Saved entries
################
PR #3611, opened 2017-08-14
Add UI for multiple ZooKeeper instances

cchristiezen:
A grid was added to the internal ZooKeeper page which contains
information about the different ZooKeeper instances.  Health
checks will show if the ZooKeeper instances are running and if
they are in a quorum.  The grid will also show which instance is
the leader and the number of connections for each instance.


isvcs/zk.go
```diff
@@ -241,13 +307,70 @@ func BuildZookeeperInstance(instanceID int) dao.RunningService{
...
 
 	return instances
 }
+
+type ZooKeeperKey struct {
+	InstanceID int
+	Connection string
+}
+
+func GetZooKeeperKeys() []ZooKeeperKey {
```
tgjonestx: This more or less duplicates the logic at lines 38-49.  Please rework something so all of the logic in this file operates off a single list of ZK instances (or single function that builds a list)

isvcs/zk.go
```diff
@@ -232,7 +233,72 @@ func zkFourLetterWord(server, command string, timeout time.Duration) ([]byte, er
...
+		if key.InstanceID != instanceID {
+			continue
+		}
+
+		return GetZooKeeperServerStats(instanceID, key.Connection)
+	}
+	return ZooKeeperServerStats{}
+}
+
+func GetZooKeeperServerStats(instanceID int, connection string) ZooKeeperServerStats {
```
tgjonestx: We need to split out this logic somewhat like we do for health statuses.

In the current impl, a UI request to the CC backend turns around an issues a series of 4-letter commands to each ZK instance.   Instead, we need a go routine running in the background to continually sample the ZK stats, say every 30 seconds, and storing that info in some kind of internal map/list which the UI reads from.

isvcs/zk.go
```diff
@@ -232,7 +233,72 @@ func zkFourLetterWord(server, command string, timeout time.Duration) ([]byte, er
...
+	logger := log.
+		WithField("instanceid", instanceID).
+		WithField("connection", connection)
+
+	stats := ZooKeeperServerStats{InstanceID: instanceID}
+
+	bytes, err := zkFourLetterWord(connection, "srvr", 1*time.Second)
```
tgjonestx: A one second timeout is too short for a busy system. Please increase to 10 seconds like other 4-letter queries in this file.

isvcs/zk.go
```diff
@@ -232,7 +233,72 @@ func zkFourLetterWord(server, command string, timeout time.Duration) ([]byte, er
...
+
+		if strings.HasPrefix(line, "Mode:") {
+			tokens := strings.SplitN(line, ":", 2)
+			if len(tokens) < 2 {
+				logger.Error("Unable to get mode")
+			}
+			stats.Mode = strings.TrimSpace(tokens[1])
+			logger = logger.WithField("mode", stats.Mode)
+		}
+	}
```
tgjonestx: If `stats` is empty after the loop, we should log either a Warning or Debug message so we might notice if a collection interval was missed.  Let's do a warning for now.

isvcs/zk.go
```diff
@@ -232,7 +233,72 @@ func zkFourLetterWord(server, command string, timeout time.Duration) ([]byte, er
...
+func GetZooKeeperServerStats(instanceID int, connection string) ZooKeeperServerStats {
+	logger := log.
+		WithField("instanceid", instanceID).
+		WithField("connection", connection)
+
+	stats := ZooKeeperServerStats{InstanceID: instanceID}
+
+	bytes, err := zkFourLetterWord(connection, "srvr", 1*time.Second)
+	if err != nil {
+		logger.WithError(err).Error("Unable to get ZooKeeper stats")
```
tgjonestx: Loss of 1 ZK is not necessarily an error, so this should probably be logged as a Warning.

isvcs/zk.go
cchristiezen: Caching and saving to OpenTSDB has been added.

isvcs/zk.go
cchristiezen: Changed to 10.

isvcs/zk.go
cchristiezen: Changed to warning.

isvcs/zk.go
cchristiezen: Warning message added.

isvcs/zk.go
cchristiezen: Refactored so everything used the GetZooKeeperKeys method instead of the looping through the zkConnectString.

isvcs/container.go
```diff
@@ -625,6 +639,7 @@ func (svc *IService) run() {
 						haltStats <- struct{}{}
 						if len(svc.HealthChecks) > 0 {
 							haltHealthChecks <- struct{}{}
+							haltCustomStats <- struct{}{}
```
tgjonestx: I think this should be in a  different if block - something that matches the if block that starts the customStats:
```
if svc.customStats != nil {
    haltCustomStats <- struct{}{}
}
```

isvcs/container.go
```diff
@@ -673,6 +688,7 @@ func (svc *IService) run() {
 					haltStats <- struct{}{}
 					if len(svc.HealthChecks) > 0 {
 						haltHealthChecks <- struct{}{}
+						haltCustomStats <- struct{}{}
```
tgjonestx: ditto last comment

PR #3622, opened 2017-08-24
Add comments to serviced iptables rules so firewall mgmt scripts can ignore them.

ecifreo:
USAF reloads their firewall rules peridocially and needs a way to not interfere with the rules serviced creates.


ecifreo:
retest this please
################
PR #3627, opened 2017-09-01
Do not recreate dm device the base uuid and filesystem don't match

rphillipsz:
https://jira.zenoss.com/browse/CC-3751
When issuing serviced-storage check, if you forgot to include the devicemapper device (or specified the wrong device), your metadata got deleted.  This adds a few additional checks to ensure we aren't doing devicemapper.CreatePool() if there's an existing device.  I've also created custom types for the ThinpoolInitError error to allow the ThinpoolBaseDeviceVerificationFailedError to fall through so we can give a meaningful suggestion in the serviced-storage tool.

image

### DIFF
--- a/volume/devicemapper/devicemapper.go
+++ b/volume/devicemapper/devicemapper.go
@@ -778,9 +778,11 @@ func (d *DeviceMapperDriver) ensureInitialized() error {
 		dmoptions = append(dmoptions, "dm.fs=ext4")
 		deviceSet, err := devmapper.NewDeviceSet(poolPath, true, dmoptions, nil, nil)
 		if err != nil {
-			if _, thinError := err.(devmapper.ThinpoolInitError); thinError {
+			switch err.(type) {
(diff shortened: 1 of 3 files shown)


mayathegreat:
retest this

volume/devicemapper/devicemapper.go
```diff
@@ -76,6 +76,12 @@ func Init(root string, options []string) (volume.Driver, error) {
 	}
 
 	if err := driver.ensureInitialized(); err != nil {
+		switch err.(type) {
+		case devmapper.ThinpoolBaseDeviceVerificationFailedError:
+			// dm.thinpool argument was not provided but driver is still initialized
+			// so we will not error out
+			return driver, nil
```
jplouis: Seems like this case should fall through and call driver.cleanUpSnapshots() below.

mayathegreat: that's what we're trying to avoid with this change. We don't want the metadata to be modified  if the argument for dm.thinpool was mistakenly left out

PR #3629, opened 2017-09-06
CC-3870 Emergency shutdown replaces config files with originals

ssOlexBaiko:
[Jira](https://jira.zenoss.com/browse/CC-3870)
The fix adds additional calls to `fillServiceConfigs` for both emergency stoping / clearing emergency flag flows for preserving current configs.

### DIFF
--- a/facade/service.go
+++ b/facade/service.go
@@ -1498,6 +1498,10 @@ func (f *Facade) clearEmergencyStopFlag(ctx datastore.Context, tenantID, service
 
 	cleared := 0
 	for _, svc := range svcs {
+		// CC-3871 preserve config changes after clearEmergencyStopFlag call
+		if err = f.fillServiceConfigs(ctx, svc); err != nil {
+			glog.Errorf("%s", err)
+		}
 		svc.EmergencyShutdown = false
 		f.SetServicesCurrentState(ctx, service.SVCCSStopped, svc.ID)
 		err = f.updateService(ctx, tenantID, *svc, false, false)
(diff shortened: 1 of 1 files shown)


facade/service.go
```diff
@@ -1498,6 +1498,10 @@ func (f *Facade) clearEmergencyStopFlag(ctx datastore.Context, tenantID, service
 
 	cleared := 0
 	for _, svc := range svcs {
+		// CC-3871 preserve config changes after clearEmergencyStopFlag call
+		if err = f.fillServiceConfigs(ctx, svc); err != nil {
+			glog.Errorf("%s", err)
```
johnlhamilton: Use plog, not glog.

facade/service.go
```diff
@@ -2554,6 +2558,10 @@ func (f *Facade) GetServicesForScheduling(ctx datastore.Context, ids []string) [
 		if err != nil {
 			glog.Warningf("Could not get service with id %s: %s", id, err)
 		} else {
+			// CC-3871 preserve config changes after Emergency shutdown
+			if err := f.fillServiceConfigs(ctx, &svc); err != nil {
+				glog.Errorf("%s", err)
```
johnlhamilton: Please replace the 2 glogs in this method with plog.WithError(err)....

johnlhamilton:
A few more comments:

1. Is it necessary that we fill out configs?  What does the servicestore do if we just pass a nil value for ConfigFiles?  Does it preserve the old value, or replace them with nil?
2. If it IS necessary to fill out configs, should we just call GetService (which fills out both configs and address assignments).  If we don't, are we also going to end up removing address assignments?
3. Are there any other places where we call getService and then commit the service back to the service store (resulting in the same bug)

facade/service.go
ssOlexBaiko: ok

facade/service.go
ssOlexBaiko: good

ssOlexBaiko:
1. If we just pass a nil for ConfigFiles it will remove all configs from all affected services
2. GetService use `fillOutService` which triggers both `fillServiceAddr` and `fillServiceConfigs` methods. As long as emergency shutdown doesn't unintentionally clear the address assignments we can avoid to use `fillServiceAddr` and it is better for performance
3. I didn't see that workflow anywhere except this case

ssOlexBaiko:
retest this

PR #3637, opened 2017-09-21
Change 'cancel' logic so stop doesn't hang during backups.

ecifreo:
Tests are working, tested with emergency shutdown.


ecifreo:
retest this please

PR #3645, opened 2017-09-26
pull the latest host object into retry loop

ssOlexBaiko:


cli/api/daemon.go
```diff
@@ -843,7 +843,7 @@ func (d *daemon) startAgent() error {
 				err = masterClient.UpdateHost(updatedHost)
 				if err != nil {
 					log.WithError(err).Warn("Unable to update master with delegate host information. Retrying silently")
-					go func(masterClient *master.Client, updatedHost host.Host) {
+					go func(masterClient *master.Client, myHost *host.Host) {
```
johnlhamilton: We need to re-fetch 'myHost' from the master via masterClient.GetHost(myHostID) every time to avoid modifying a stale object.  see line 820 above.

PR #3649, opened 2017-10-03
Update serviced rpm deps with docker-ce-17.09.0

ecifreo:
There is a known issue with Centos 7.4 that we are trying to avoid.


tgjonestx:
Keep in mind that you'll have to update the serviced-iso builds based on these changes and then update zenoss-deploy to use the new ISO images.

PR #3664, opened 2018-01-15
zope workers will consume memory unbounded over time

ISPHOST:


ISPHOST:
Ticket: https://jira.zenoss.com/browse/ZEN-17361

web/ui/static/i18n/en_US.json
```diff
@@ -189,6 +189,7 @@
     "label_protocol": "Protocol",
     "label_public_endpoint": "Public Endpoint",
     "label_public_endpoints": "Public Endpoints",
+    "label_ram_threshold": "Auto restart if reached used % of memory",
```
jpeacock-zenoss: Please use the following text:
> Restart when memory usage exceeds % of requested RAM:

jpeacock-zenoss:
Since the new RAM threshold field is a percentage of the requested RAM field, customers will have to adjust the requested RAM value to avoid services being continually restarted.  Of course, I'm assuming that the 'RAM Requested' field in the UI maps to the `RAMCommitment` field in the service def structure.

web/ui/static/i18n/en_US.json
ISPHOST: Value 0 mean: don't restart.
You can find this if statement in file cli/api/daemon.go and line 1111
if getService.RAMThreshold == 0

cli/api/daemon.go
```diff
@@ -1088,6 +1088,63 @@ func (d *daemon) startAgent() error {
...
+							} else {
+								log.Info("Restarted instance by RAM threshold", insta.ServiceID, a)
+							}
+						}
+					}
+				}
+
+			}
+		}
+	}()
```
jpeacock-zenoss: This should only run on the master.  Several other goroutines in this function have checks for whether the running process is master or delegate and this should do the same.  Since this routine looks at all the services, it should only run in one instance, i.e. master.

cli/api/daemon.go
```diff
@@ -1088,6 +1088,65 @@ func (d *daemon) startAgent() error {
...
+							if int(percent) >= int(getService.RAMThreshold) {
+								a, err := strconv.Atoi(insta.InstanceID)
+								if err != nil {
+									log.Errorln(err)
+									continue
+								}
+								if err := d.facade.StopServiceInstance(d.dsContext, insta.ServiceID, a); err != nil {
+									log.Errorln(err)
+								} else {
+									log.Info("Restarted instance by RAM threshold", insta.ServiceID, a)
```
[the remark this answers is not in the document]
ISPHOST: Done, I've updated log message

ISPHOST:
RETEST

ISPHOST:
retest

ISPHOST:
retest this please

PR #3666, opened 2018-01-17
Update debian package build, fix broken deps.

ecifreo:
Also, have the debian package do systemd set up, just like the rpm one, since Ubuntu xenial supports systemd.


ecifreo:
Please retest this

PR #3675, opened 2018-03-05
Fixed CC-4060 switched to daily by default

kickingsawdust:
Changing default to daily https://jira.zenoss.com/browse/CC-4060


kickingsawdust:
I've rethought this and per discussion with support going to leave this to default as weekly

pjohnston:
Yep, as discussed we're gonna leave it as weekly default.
################
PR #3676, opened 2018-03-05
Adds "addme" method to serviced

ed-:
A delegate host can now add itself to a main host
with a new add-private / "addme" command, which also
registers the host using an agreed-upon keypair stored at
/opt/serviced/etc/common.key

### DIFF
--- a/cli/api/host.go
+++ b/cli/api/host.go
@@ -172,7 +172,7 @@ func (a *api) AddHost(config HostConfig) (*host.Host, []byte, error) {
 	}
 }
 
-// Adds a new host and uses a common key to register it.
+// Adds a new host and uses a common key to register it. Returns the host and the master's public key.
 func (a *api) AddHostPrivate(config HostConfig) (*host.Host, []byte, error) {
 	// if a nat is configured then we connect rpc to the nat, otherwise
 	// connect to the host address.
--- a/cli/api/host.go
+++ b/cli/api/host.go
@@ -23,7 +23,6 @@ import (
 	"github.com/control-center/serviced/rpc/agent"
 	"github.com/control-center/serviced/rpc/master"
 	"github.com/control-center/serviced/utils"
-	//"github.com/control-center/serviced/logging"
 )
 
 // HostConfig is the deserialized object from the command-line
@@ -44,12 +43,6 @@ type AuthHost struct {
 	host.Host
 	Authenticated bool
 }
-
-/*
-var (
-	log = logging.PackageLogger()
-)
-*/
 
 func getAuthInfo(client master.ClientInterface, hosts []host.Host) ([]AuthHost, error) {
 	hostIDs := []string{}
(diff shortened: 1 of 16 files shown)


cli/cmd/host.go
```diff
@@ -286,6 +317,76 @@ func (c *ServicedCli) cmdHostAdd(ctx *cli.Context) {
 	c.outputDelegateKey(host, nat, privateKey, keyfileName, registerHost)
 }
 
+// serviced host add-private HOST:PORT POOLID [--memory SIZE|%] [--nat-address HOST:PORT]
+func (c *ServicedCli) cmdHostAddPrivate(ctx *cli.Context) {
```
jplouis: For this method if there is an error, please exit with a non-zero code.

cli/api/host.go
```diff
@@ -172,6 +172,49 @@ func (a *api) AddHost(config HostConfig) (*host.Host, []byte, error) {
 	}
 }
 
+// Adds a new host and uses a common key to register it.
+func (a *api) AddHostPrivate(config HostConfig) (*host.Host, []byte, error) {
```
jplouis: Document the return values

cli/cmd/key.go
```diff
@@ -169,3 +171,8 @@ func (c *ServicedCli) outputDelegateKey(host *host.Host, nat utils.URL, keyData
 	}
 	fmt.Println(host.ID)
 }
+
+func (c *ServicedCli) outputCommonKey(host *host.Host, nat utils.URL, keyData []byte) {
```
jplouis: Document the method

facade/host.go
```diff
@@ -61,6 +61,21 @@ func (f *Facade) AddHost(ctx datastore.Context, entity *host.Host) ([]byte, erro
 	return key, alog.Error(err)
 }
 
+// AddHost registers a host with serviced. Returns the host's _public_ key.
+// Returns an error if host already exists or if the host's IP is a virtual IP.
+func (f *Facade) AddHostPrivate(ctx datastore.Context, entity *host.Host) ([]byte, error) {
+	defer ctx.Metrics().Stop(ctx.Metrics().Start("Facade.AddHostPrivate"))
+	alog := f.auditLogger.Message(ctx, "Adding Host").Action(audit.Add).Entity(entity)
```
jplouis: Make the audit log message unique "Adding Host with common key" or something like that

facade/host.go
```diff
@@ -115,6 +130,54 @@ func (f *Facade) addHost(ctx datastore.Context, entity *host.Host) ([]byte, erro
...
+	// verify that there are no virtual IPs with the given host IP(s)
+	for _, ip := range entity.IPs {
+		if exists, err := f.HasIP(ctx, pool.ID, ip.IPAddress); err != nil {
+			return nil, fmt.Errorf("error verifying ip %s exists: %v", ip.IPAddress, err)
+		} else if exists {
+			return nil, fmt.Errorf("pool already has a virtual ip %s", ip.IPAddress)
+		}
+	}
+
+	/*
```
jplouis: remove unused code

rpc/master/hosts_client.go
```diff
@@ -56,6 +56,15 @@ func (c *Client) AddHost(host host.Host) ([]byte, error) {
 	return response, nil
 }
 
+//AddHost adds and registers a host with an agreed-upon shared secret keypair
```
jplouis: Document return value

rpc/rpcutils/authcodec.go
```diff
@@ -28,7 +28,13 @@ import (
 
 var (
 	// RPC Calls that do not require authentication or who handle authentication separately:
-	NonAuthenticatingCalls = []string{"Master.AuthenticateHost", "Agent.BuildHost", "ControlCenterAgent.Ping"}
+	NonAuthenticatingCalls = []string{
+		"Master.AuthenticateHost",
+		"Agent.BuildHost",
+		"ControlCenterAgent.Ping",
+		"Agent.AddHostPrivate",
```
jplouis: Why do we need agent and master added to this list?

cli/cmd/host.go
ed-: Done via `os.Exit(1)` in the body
################
▸ Problem to work on
Where a line above contains the string "assignments", copy that line.

▸ Task solution
2. If it IS necessary to fill out configs, should we just call GetService (which fills out both configs and address assignments).  If we don't, are we also going to end up removing address assignments?
2. GetService use `fillOutService` which triggers both `fillServiceAddr` and `fillServiceConfigs` methods. As long as emergency shutdown doesn't unintentionally clear the address assignments we can avoid to use `fillServiceAddr` and it is better for performance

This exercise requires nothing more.